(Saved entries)
☆ ☆ ☆ ☆ ☆ ☆ ☆

PR #70670, opened 2026-07-29
Raise the datamodel-code-generator floor for the codegen toolchain

potiuk:
The `codegen` dependency groups in `task-sdk` and `airflow-ctl` pinned
`datamodel-code-generator==0.41.0`. A number of published advisories affect
releases in that range; the highest fix floor among them is 0.64.0, so this
requires `>=0.71.0` to resolve clear of all of them with headroom rather than
landing on the boundary release.

Regenerating the models with the newer generator changes their shape: it no
longer emits a spurious `= None` default for fields the OpenAPI spec lists as
`required` but nullable. The regenerated models now match the spec instead of
silently accepting payloads that omit those fields.

**No Cadwyn migration is involved.** No datamodel, route, or spec file is
touched — the server-side contract is byte-identical. This is purely a change
in how the generator renders the same spec. The client pins
`airflow-api-version`, so Cadwyn shapes every response to the version the
client was generated against.

Test fixtures that relied on the old leniency now pass those fields
explicitly. Two of them were silently dropping a value by passing `schema_=`
instead of the `schema` alias — the old implicit default masked the bug.

The supervisor schema snapshot (`schema/schema.json`) is regenerated as a
consequence, since the comms models inherit from the generated datamodels.

Supersedes the `datamodel-code-generator` half of #70660, which bumps the same
pin but does not regenerate the models and so does not carry the fixture
updates that change requires.

---


potiuk:
Pushed [4fa3fcf](https://github.com/apache/airflow/commit/4fa3fcf21a8168d86cae6410c1a94b13490aaac5),
which clears the CI failures from the model regeneration. The generated models no longer carry a
spurious `= None` for fields the spec marks `required` but nullable, so the remaining call sites
have to name them:

- `test_rotate_fernet_key_command.py` — `schema_=` → `schema=`. A third instance of the alias
  bug already fixed twice in this PR: the value was being dropped, and the old implicit default
  hid it.
- `providers/amazon/.../test_base_aws.py` — names the six now-required `ConnectionResult` fields.
- `providers/openlineage/.../test_listener.py` — see below.
- `ts-sdk/src/generated/supervisor.ts` — regenerated; it derives from the same supervisor schema
  snapshot this PR already regenerates.

cc @mobuchowski @kacpermuda for the OpenLineage change — 26 tests in
`TestOpenLineageListenerAirflow3` were failing on `SdkDagRun` validation. Two points worth a look:

- `data_interval_start` / `data_interval_end` are passed as `None`, not datetimes. The
  runtime-TI tests assert `nominal_start_time=None` / `nominal_end_time=None`, so a real
  datetime would trade one failure for another. `None` reproduces exactly what the old implicit
  default produced.
- The three new keys (`data_interval_start`, `data_interval_end`, `partition_key`) go through
  the same `if field in SdkDagRun.model_fields` guard the existing `state` key already used, so
  the file keeps working against the older SDKs the provider supports (`apache-airflow>=2.11.0`).

No production code changed here — test fixtures plus one generated file.

The `Helm tests / Release Helm` failure is unrelated to this PR: `chart/Chart.yaml` pulls
`postgresql` from the retired `charts.bitnami.com/bitnami` index, so it fails on any PR that
runs helm tests.

---

mobuchowski (approved):

PR #70679, opened 2026-07-29
Allow templating GCS and BigQuery URIs in Vertex AI batch prediction

osintalex:
Allow callers to template both gcs, bq inputs and outputs for batch jobs. I am adding this in after swapping from using the vertex batch ai job operator to writing my own custom operator due to the inability to template destinations and outputs to both gcs and bq.

This seems like normal airflow behaviour to me to allow templating for different inputs/outputs, i.e. in dev environment you would inject a dev bigquery project from the config and then template that to build `<dev-project>.<dataset>` whereas in prod you would have `<prod-project>.<dataset>`. Lacking the ability to do this in my experience pretty much breaks this operator for multi-stage work environments where you want the same code to run across dev/staging/prod.

 

---

No

---

### DIFF
--- a/providers/google/src/airflow/providers/google/cloud/operators/vertex_ai/batch_prediction_job.py
+++ b/providers/google/src/airflow/providers/google/cloud/operators/vertex_ai/batch_prediction_job.py
@@ -168,7 +168,6 @@ class CreateBatchPredictionJobOperator(GoogleCloudBaseOperator):
         "gcs_source",
         "bigquery_source",
         "gcs_destination_prefix",
-        "gcs_destination_prefix",
         "bigquery_destination_prefix",
     )
     operator_extra_links = (VertexAIBatchPredictionJobLink(),)
--- a/providers/google/src/airflow/providers/google/cloud/operators/vertex_ai/batch_prediction_job.py
+++ b/providers/google/src/airflow/providers/google/cloud/operators/vertex_ai/batch_prediction_job.py
@@ -159,7 +159,18 @@ class CreateBatchPredictionJobOperator(GoogleCloudBaseOperator):
     :param poll_interval: Interval size which defines how often job status is checked in deferrable mode.
     """
 
-    template_fields = ("region", "project_id", "model_name", "impersonation_chain", "job_display_name")
+    template_fields = (
+        "region",
+        "project_id",
+        "model_name",
+        "impersonation_chain",
+        "job_display_name",
+        "gcs_source",
+        "bigquery_source",
+        "gcs_destination_prefix",
+        "gcs_destination_prefix",
+        "bigquery_destination_prefix",
+    )
     operator_extra_links = (VertexAIBatchPredictionJobLink(),)
 
     def __init__(


providers/google/src/airflow/providers/google/cloud/operators/vertex_ai/batch_prediction_job.py
```diff
@@ -159,7 +159,18 @@ class CreateBatchPredictionJobOperator(GoogleCloudBaseOperator):
...
+    template_fields = (
+        "region",
+        "project_id",
+        "model_name",
+        "impersonation_chain",
+        "job_display_name",
+        "gcs_source",
+        "bigquery_source",
+        "gcs_destination_prefix",
+        "gcs_destination_prefix",
```
shahar1: This appears twice

shahar1 (changes requested):
1. Could you please fix the PR title? (it should very specific to what you patch in this PR, without conventional commits prefixes like `fix:`)
2. To get this approved and merged we'll need stronger justifications than just "it looks normal" - did you, or anyone else, actually need it on real-production cases? Do we need it for all currently suggested fields, or only few would be sufficient?

Template fields, at least in their current design, might incur a technical debt if misused in the operator - so we should be very picky regarding new additions. 
I raised up #70296 after improving the pre-commit that checks for more forms of misuse, and there were about 60 justified cases where it applied. It might not be the case here (I'll let the CI/CD run to judge that), but I want to ensure that they have indeed a valid case, because we cannot easily break it afterwards.

I would like to note that if you have a valid case and you need this feature, you could always subclass and override the existing operator.

providers/google/src/airflow/providers/google/cloud/operators/vertex_ai/batch_prediction_job.py
osintalex: Ty will catch.

Regarding this https://github.com/apache/airflow/issues/70296

I don't think I really understand the implications of this. From what I can tell in the operator the `__init__` method simply assigns these attributes onto the class https://github.com/apache/airflow/blob/main/providers/google/src/airflow/providers/google/cloud/operators/vertex_ai/batch_prediction_job.py#L165. 

I'm struggling to see how that would cause some sort of issue or antipattern here, it doesn't look like any anything happens in the constructor here apart from the assignment, which I believe is in alignment with your guide here https://airflow.apache.org/docs/apache-airflow/stable/howto/custom-operator.html#limitations. Let me know if I've misunderstood though.

As for 2, yes I ran into this in production when running a batch inference job with sources in bigquery and destination in bigquery. It made in my experience the operator hard to understand and use since the bigquery source and destinations were not templatable, which I found counterintuitive. By comparison these sorts of fields are typically templatable across airflow, e.g. on bigquery insert job operators. It was also very difficult to debug since the job just mysteriously fails and you don't get any error feedback on the source/destination being invalid.

This is what I was trying to articulate by 'normal', i.e. allowing these fields to be templatable in my opinion is much more consistent with most other airflow operators, where source/destination outputs to GCS or BQ are typically templatable. 

Lacking the ability to template the operator makes it, in my opinion, quite unusable in most professional production environments where you would have dev/staging/prod environments that all need different input/output configurations but should run the same code.

While I could create a new class that inherits from it, that doesn't feel so good to me since I would argue most people using this operator in production systems will want the same thing as me, i.e. ability to template these fields dynamically based on environment. Seems to me like something which should be supported by default.

shahar1: Apologies for the delay, and thanks for the detailed answer!
I'm satisfied with your current explanation. The implications are mainly regaulations around what you can do with template fields in the constructor - once a field is templated, you cannot make any validations for its value in the operator's constructor. 
In this case it should be safe, so it's a LGTM from me.

shahar1 (approved):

☆ ☆ ☆ ☆ ☆ ☆ ☆

**EXERCISE AIM:**
Check each line above for the string "mobuchowski" and copy every line that has it.

**YOUR SOLUTION:**
cc @mobuchowski @kacpermuda for the OpenLineage change — 26 tests in
mobuchowski (approved):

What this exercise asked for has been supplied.